(Records from a data source)
Issue #372, opened 2024-09-18
Compatibility with Zilsd


arichardson:
It looks like Zilsd (https://github.com/riscv/riscv-zilsd/blob/v0.10/zilsd.adoc) wants to repurpose the DWORD load/store opcodes for RV32 to be load-store pair. Should we use the RV64 encoding of loads/stores for RV32 to avoid this conflict?

This would solve the non-compressed conflict, however for compressed instructions they are are using the floating-point load-stores and forcing capability loads to use the RV64 format would prevent push-pop instructions from being supported. Not sure how best to approach this problem.

arichardson:
https://lists.riscv.org/g/tech-arch-review/message/259 suggests this extension looks likely to be ratified as-is?

tariqkurd-repo:
The confusing 16-bit encoding mapping is why I put this table in the doc:

<img width="643" alt="image" src="https://github.com/user-attachments/assets/9eac1dbd-b84a-4e8c-b2df-816eff02e37c">

So - I would say - that no change is needed for compressed encodings - as we already support both Zcmp (push/pop) and Zcmt (table jump) in cap mode.

For the 32-bit encodings - then we have quite a few which change depending on XLEN - so I think I'd be in favour of unifying all of them. Apart from anything else it will simplify the document - so my proposal is to move all load/store/AMO cap encodings to the RV64 ones.

arichardson:
Simplifying the encodings to be consistent across XLEN for 32-bit encodings sounds good to me!

PR #385, opened 2024-09-27
unify 32-bit encodings for load/store/amo to use RV64 versions

tariqkurd-repo:
fixes https://github.com/riscv/riscv-cheri/issues/372

due to the conflict with Zilsd meaning we lost access to LC/SC in RV32, it seems wise to move all to the RV64 encodings which have no current conflicts.

all is subject to change on ARC review.


andresag01 (approved):

src/insns/load_16bit_fp_sp.adoc
```diff
@@ -27,12 +27,6 @@ Standard floating point load instructions, authorised by the capability in <<ddc
 NOTE: These instructions are available in RV32 {cheri_int_mode_name} only.
 In {cheri_cap_mode_name} they are remapped to <<C.LC>>/<<C.LCSP>>.
 
-NOTE: In {cheri_int_mode_name}, these instructions may be remapped to
```
arichardson, line 30: This is still true? But deleting it seems fine.

arichardson (approved):

src/insns/load_16bit_fp_sp.adoc
tariqkurd-repo: it's true but as Zilsd support is now fully in I thought I'd remove it

tariqkurd-repo:
I checked with Jessica on slack and she's ok with this

PR #387, opened 2024-10-01
optionally simplify lm_perm

tariqkurd-repo:
LM permission adds 4 cases to RV32:

output R
output RC
output original permissions
output no permissions (reserved cases only)

This note allows the implementation to propagate reserved permissions through ACPERM for improved timing in the design.
The reserved permissions cannot be used for dereferencing, and so this does not cause a security problem.

It's just an implementation defined note - no spec change (it's also ok to clear the permissions).

### DIFF
--- a/src/cap-description.adoc
+++ b/src/cap-description.adoc
@@ -137,8 +137,7 @@ If a capability grants <<r_perm>> and <<c_perm>>, but no <<lm_perm>>, then a cap
 The rules specified by <<ACPERM>> are followed when <<w_perm>> and <<lm_perm>> are removed, so additional permissions may also be removed.
 Clearing a capability's <<lm_perm>> and <<w_perm>> allows sharing a read-only version of a data structure (e.g. a tree or linked list) without making a copy.
 
-NOTE: Implementations are allowed to propagate, but not alter, reserved permissions when performing the <<lm_perm>> check on a tagged loaded capability, which means a different rule to <<ACPERM>>.
- This simplifies the number of cases handled by the implementation as it's not required to remove _all_ permissions.
+NOTE: Implementations are allowed to retain invalid capabilities loaded from memory instead of reducing them to _no permissions_ by using <<ACPERM>> behaviour.
 
 [#asr_perm,reftext="ASR-permission"]
 Access System Registers Permission (ASR):: Allow read and write access to all
--- a/src/cap-description.adoc
+++ b/src/cap-description.adoc
@@ -137,7 +137,7 @@ If a capability grants <<r_perm>> and <<c_perm>>, but no <<lm_perm>>, then a cap
 The rules specified by <<ACPERM>> are followed when <<w_perm>> and <<lm_perm>> are removed, so additional permissions may also be removed.
 Clearing a capability's <<lm_perm>> and <<w_perm>> allows sharing a read-only version of a data structure (e.g. a tree or linked list) without making a copy.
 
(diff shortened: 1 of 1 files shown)


src/cap-description.adoc
```diff
@@ -137,6 +137,9 @@ If a capability grants <<r_perm>> and <<c_perm>>, but no <<lm_perm>>, then a cap
 The rules specified by <<ACPERM>> are followed when <<w_perm>> and <<lm_perm>> are removed, so additional permissions may also be removed.
 Clearing a capability's <<lm_perm>> and <<w_perm>> allows sharing a read-only version of a data structure (e.g. a tree or linked list) without making a copy.
 
+NOTE: Implementations are allowed to propagate, but not alter, reserved permissions when performing <<lm_perm>> check on a loaded capability.
+ This simplifies the number of cases handled by the implementation as it's a choice whether to remove _all_ permissions.
```
andresag01, line 141: Isn't this already covered as part of this statement?
> loaded capabilities that are sealed or untagged do not have their permissions changed

I would expect a capability that has "reserved" or "invalid" permissions would be untagged because of the way CHERI RISC-V is defined. I guess the strange case where this could happen is if there is some fault/bit-flip and the capability ended up tagged with reserved permissions, which would be very awkward, but ideally it would be detected as an error.

tariqkurd-repo: it's exactly the case you mentioned - what happens if we get an illegal cap -tagged with a reserved perm value.
certainly these should be untagged in an ideal world, but we need to handle the unexpected cases.

andresag01: Ok, that case is a little concerning. What damage could a capability that is tagged, but invalid in some way, cause? For example, would a LC succeed if it was provided a capability with "reserved" permissions but somehow has R and C set?

At the very least, it would be good to amend the note here to clearly state the case we are concerned about.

• Instructions for the task: The data above needs retyping. Reproduce each line exactly.

• Exercise response:
Issue #372, opened 2024-09-18
Compatibility with Zilsd


arichardson:
It looks like Zilsd (https://github.com/riscv/riscv-zilsd/blob/v0.10/zilsd.adoc) wants to repurpose the DWORD load/store opcodes for RV32 to be load-store pair. Should we use the RV64 encoding of loads/stores for RV32 to avoid this conflict?

This would solve the non-compressed conflict, however for compressed instructions they are are using the floating-point load-stores and forcing capability loads to use the RV64 format would prevent push-pop instructions from being supported. Not sure how best to approach this problem.

arichardson:
https://lists.riscv.org/g/tech-arch-review/message/259 suggests this extension looks likely to be ratified as-is?

tariqkurd-repo:
The confusing 16-bit encoding mapping is why I put this table in the doc:

<img width="643" alt="image" src="https://github.com/user-attachments/assets/9eac1dbd-b84a-4e8c-b2df-816eff02e37c">

So - I would say - that no change is needed for compressed encodings - as we already support both Zcmp (push/pop) and Zcmt (table jump) in cap mode.

For the 32-bit encodings - then we have quite a few which change depending on XLEN - so I think I'd be in favour of unifying all of them. Apart from anything else it will simplify the document - so my proposal is to move all load/store/AMO cap encodings to the RV64 ones.

arichardson:
Simplifying the encodings to be consistent across XLEN for 32-bit encodings sounds good to me!

PR #385, opened 2024-09-27
unify 32-bit encodings for load/store/amo to use RV64 versions

tariqkurd-repo:
fixes https://github.com/riscv/riscv-cheri/issues/372

due to the conflict with Zilsd meaning we lost access to LC/SC in RV32, it seems wise to move all to the RV64 encodings which have no current conflicts.

all is subject to change on ARC review.


andresag01 (approved):

src/insns/load_16bit_fp_sp.adoc
```diff
@@ -27,12 +27,6 @@ Standard floating point load instructions, authorised by the capability in <<ddc
 NOTE: These instructions are available in RV32 {cheri_int_mode_name} only.
 In {cheri_cap_mode_name} they are remapped to <<C.LC>>/<<C.LCSP>>.
 
-NOTE: In {cheri_int_mode_name}, these instructions may be remapped to
```
arichardson, line 30: This is still true? But deleting it seems fine.

arichardson (approved):

src/insns/load_16bit_fp_sp.adoc
tariqkurd-repo: it's true but as Zilsd support is now fully in I thought I'd remove it

tariqkurd-repo:
I checked with Jessica on slack and she's ok with this

PR #387, opened 2024-10-01
optionally simplify lm_perm

tariqkurd-repo:
LM permission adds 4 cases to RV32:

output R
output RC
output original permissions
output no permissions (reserved cases only)

This note allows the implementation to propagate reserved permissions through ACPERM for improved timing in the design.
The reserved permissions cannot be used for dereferencing, and so this does not cause a security problem.

It's just an implementation defined note - no spec change (it's also ok to clear the permissions).

### DIFF
--- a/src/cap-description.adoc
+++ b/src/cap-description.adoc
@@ -137,8 +137,7 @@ If a capability grants <<r_perm>> and <<c_perm>>, but no <<lm_perm>>, then a cap
 The rules specified by <<ACPERM>> are followed when <<w_perm>> and <<lm_perm>> are removed, so additional permissions may also be removed.
 Clearing a capability's <<lm_perm>> and <<w_perm>> allows sharing a read-only version of a data structure (e.g. a tree or linked list) without making a copy.
 
-NOTE: Implementations are allowed to propagate, but not alter, reserved permissions when performing the <<lm_perm>> check on a tagged loaded capability, which means a different rule to <<ACPERM>>.
- This simplifies the number of cases handled by the implementation as it's not required to remove _all_ permissions.
+NOTE: Implementations are allowed to retain invalid capabilities loaded from memory instead of reducing them to _no permissions_ by using <<ACPERM>> behaviour.
 
 [#asr_perm,reftext="ASR-permission"]
 Access System Registers Permission (ASR):: Allow read and write access to all
--- a/src/cap-description.adoc
+++ b/src/cap-description.adoc
@@ -137,7 +137,7 @@ If a capability grants <<r_perm>> and <<c_perm>>, but no <<lm_perm>>, then a cap
 The rules specified by <<ACPERM>> are followed when <<w_perm>> and <<lm_perm>> are removed, so additional permissions may also be removed.
 Clearing a capability's <<lm_perm>> and <<w_perm>> allows sharing a read-only version of a data structure (e.g. a tree or linked list) without making a copy.
 
(diff shortened: 1 of 1 files shown)


src/cap-description.adoc
```diff
@@ -137,6 +137,9 @@ If a capability grants <<r_perm>> and <<c_perm>>, but no <<lm_perm>>, then a cap
 The rules specified by <<ACPERM>> are followed when <<w_perm>> and <<lm_perm>> are removed, so additional permissions may also be removed.
 Clearing a capability's <<lm_perm>> and <<w_perm>> allows sharing a read-only version of a data structure (e.g. a tree or linked list) without making a copy.
 
+NOTE: Implementations are allowed to propagate, but not alter, reserved permissions when performing <<lm_perm>> check on a loaded capability.
+ This simplifies the number of cases handled by the implementation as it's a choice whether to remove _all_ permissions.
```
andresag01, line 141: Isn't this already covered as part of this statement?
> loaded capabilities that are sealed or untagged do not have their permissions changed

I would expect a capability that has "reserved" or "invalid" permissions would be untagged because of the way CHERI RISC-V is defined. I guess the strange case where this could happen is if there is some fault/bit-flip and the capability ended up tagged with reserved permissions, which would be very awkward, but ideally it would be detected as an error.

tariqkurd-repo: it's exactly the case you mentioned - what happens if we get an illegal cap -tagged with a reserved perm value.
certainly these should be untagged in an ideal world, but we need to handle the unexpected cases.

andresag01: Ok, that case is a little concerning. What damage could a capability that is tagged, but invalid in some way, cause? For example, would a LC succeed if it was provided a capability with "reserved" permissions but somehow has R and C set?

At the very least, it would be good to amend the note here to clearly state the case we are concerned about.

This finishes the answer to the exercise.